Larsen S, Hilsted J, Philipsen E K, Lund-Andersen H, Parving H H, Worning H
Department of Gastroenterology F, Glostrup Hospital, Copenhagen, Denmark.
Diabet Med. 1990 Nov;7(9):815-8. doi: 10.1111/j.1464-5491.1990.tb01498.x.
The prevalence of retinopathy, albuminuria, and neuropathy were assessed in 25 patients with insulin-requiring diabetes secondary to chronic pancreatitis and in 25 patients with Type 1 (insulin-dependent) diabetes, matched for age at diabetes onset (secondary, 39 +/- 11 (+/- SD) years vs Type 1, 38 +/- 11 years) and duration of diabetes (10 +/- 6 vs 10 +/- 7 years). The prevalence of retinopathy was significantly higher in Type 1 diabetic patients (52%) than those with secondary diabetes (20%) (p less than 0.02).
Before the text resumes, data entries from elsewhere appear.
PR #24225, opened 2023-03-20
connectors-ci: test java connectors

alafanechere:
## What
Closes #23971
This PR is an attempt at running Java connectors tests with Dagger.
I implemented:
* the logic to run different test suite according to connector language.
* the containerization of Gradle task execution in Dagger

## How to test locally
Follow the instructions to install the CLI [here](https://github.com/airbytehq/airbyte/blob/master/tools/ci_connector_ops/ci_connector_ops/pipelines/README.md#L13)
run from Airbyte repo root:
```bash
_EXPERIMENTAL_DAGGER_RUNNER_HOST=docker-image://registry.dagger.io/engine:main@sha256:7983a34a8fbcf6fbed3ec96d462556f67ceff52497cd8b60808359ddb8f867a3 airbyte-ci connectors test --name=source-openweather --name=source-bigquery
```

@dagger folks: you can't run this command if you don't have a `credentials.json` file in `airbyte-integrations/connectors/source-bigquery/secrets`. 
You should create a `credentials.json` file following [this structure](https://gist.github.com/alafanechere/455c68c6253923751206246da65cb798). And run
```bash
_EXPERIMENTAL_DAGGER_RUNNER_HOST=docker-image://registry.dagger.io/engine:main@sha256:7983a34a8fbcf6fbed3ec96d462556f67ceff52497cd8b60808359ddb8f867a3 airbyte-ci connectors --use-remote-secrets=False test --name=source-openweather --name=source-bigquery
```

## 🎉 What is working
* Wrapping Gradle in Dagger and providing Gradle an access to a shared docker host works pretty well. The shared docker host is required to expose docker images built with Gradle to other steps that might require it (Connector Acceptance Test). The Gradle caching works.
* Disabling connector acceptance test run in Gradle in favor of the Dagger AcceptanceTest step works well.
* Running  the`source-postgres` tests using `testcontainers` (which is spawning containers to run test database) is working pretty well. I had to disable the cleanup container (Ryuk) because it is not working in the docker-in-docker context. I'm not sure of the impact there.

## 💔 What is not working
See updates in comments
* ~~The destination `integrationTestJava` Gradle task is failing because the Python Gradle plugin can't find Python in the container. Python is required for java destination build because it depends on normalization build.~~
[...]

PR #24929, opened 2023-04-06
Add Dagster Deployment Action skeleton

bnchrch:
## What
We want the orchestrator code to deploy to dagster automatically

## How
We have discarded the hybrid model to use dagster cloud.

As a result we have a dagger pipeline that
1. Installs dagster-cloud
2. Generates a setup.py file
3. Deploys to dagster cloud

## Notes for reviewers
After a longer conversation with Dagster. Generating a setup.py and using it during deployment with Dagster cloud was our best option for relative imports.

They have plans to get rid of the setup.py requirement, but that is not implemented yet.


evantahler:
Oh! I didn't know dagster required a docker image.  I would have thought they could run the python directly

alafanechere (changes requested):
To be consistent with the centralization efforts we started I think that this pipeline should be declared in Dagger and not in GHA. 
I suggest to create a new command like:
`airbyte-ci metadata orchestrator release` 
You can declare create a dagger container replicating the Dockerfile content and then use the `publish` function to push it to the docker registry.

Once the image is pushed to docker I suggest you create a new environment using the python base environment with the `dagster-cloud` python packaged installed. And then exec: ` dagster-cloud workspace add-location YOUR_LOCATION_NAME \
    --image LOCATION_IMAGE \
    --package-name PACKAGE_NAME `

cpdeethree:
> Oh! I didn't know dagster required a docker image. I would have thought they could run the python directly

I'm not 100% on this, but I think it can do both. It just so happens that our hybrid deployment uses the docker image approach

bnchrch:
@alafanechere This is back up for review with some key differences.

1. We are no longer targeting Dagster Hybrid as a deployment. Instead we are using Dagster Cloud (serverless)
2. To do deployments to Dagster Cloud in a simple fashion we needed a setup.py file. I didnt like the idea of having a setup.py file that was only used for Dagster Cloud deployments, so we generate it during deploy, then remove it.
3. I would have loved to continue using our Dockerfile but to do so we would have had to do a lot of complicated steps. None of them worthwhile
4. But! by ditching the dockerfile, we are using [Dagsters PEX deployments which are reportedly alot faster](https://dagster.io/blog/fast-deploys-with-pex-and-docker)
5. We now use **Dagger Pipelines** to deploy

tools/ci_connector_ops/ci_connector_ops/pipelines/commands/groups/metadata.py
```diff
@@ -56,6 +57,20 @@ def validate(ctx: click.Context):
     )
 
 
+@metadata.command(cls=DaggerPipelineCommand, help="Deploy the metadata service orchestrator to production")
+@click.pass_context
+def deploy_orchestrator(ctx: click.Context):
```
alafanechere, line 62: What do you think about creating an `orchestrator` command group to have a command like
`airbyte-ci metadata deploy orchestrator` 

If we decide to release the lib I can easily see something like this coming
`airbyte-ci metadata deploy lib`

.github/workflows/metadata_service_deploy_orchestrator_dagger.yml
```diff
@@ -0,0 +1,31 @@
...
+
+on:
+  workflow_dispatch:
+  push:
+    branches:
+      - master
+    paths:
+      - "airbyte-ci/connectors/metadata_service/orchestrator/**"
+jobs:
+  connector_metadata_service_orchestrator_deploy:
```
alafanechere, line 11: consistency nit
```suggestion
  connector_metadata_service_deploy_orchestrator:
```

.github/workflows/metadata_service_deploy_orchestrator_dagger.yml
```diff
@@ -0,0 +1,31 @@
...
+    steps:
+      - name: Checkout Airbyte
+        uses: actions/checkout@v2
+      - name: Run test for the metadata orchestrator
+        id: metadata-orchestrator-test-pipeline
+        uses: ./.github/actions/run-dagger-pipeline
+        with:
+          subcommand: "metadata test orchestrator"
+          context: "pull_request"
+      - name: Run test for the metadata orchestrator
```
alafanechere, line 25:
```suggestion
      - name: Deploy the metadata orchestrator
```

.github/workflows/metadata_service_deploy_orchestrator_dagger.yml
```diff
@@ -0,0 +1,31 @@
...
+jobs:
+  connector_metadata_service_orchestrator_deploy:
+    name: Connector metadata service deploy orchestrator
+    runs-on: medium-runner
+    env:
+      CI_GITHUB_ACCESS_TOKEN: ${{ secrets.GH_PAT_MAINTENANCE_OCTAVIA }}
+    steps:
+      - name: Checkout Airbyte
+        uses: actions/checkout@v2
+      - name: Run test for the metadata orchestrator
```
alafanechere, line 19: If `test` is a `deploy` dependency I think we should declare this dependency directly in the dagger pipeline. This is to follow the philosophy of centralizing the CI logic.

tools/ci_connector_ops/ci_connector_ops/pipelines/pipelines/metadata.py
```diff
@@ -38,6 +39,29 @@ async def _run(self) -> StepStatus:
...
+        python_with_dependencies = with_pip_packages(python_base, ["dagster-cloud==1.2.6", "poetry2setup"])
+
+        container_to_run = (
+            python_with_dependencies.with_mounted_directory("/src", self.parent_dir)
+            .with_workdir(f"/src/{self.module_path}")
+            .with_env_variable("DAGSTER_CLOUD_API_TOKEN", self.dagster_cloud_api_token)
+            .with_entrypoint(["bash"])
+            .with_exec(["deploy_to_prod.sh"])
+        )
+        # poetry_run_exec = self.poetry_run_container.with_exec(poetry_run_args)
```
alafanechere, line 61: I think you forgot to remove this comment.

tools/ci_connector_ops/ci_connector_ops/pipelines/pipelines/metadata.py
```diff
@@ -38,6 +39,29 @@ async def _run(self) -> StepStatus:
...
+    async def _run(self) -> StepStatus:
+        python_base = with_python_base(self.context)
+        python_with_dependencies = with_pip_packages(python_base, ["dagster-cloud==1.2.6", "poetry2setup"])
+
+        container_to_run = (
+            python_with_dependencies.with_mounted_directory("/src", self.parent_dir)
+            .with_workdir(f"/src/{self.module_path}")
+            .with_env_variable("DAGSTER_CLOUD_API_TOKEN", self.dagster_cloud_api_token)
+            .with_entrypoint(["bash"])
+            .with_exec(["deploy_to_prod.sh"])
```
alafanechere, line 59: Interesting: I understand that you want to keep this script under the `metadata_service` but I think for long run maintainability we should avoid writing bash scripts. 
Do you mind splitting up the script in `with_exec` steps?

tools/ci_connector_ops/ci_connector_ops/pipelines/pipelines/metadata.py
```diff
@@ -38,6 +39,29 @@ async def _run(self) -> StepStatus:
...
+        self.dagster_cloud_api_token = dagster_cloud_api_token
+
+    async def _run(self) -> StepStatus:
+        python_base = with_python_base(self.context)
+        python_with_dependencies = with_pip_packages(python_base, ["dagster-cloud==1.2.6", "poetry2setup"])
+
+        container_to_run = (
+            python_with_dependencies.with_mounted_directory("/src", self.parent_dir)
+            .with_workdir(f"/src/{self.module_path}")
+            .with_env_variable("DAGSTER_CLOUD_API_TOKEN", self.dagster_cloud_api_token)
```
alafanechere, line 57:
```suggestion
            .with_secret_variable("DAGSTER_CLOUD_API_TOKEN", the_token_loaded_in_a_secret_object)
```
Please try to use [`with_secret_variable`](https://dagger-io.readthedocs.io/en/sdk-python-v0.5.0/api.html#dagger.api.gen.Container.with_secret_variable). Here's an [example](https://github.com/airbytehq/airbyte/blob/master/tools/ci_connector_ops/ci_connector_ops/pipelines/actions/environments.py#L193) in the connectors pipelines.

tools/ci_connector_ops/ci_connector_ops/pipelines/pipelines/metadata.py
```diff
@@ -132,3 +156,42 @@ async def run_metadata_orchestrator_test_pipeline(
...
+    git_branch: str,
+    git_revision: str,
+    gha_workflow_run_url: Optional[str],
+    pipeline_start_timestamp: Optional[int],
+    ci_context: Optional[str],
+) -> bool:
+    # Get the DAGSTER_CLOUD_API_TOKEN from the environment
+    dagster_cloud_api_token = os.environ.get("DAGSTER_CLOUD_API_TOKEN")
+    if not dagster_cloud_api_token:
+        raise ValueError("DAGSTER_CLOUD_API_TOKEN not found in environment")
```
alafanechere, line 172: I think this validation should happen earlier, at the command level.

Median urinary excretion of albumin was 9 (range 1-206) mg 24-h-1 in patients with Type 1 diabetes and 7 (1-90) mg 24-h-1 in patients with secondary diabetes (NS). One secondary diabetic patient and five Type 1 diabetic patients had microalbuminuria (NS). Vibration perception threshold (measured at the big toe) was identical in the two groups of patients, and no patient had a threshold indicating somatic neuropathy (biothesiometry greater than 20 V). Retinopathy is more frequent in patients with Type 1 diabetes than in patients with insulin-requiring diabetes secondary to chronic pancreatitis. Retinopathy is so frequent in the latter group, however, that regular ophthalmoscopic examination is still required.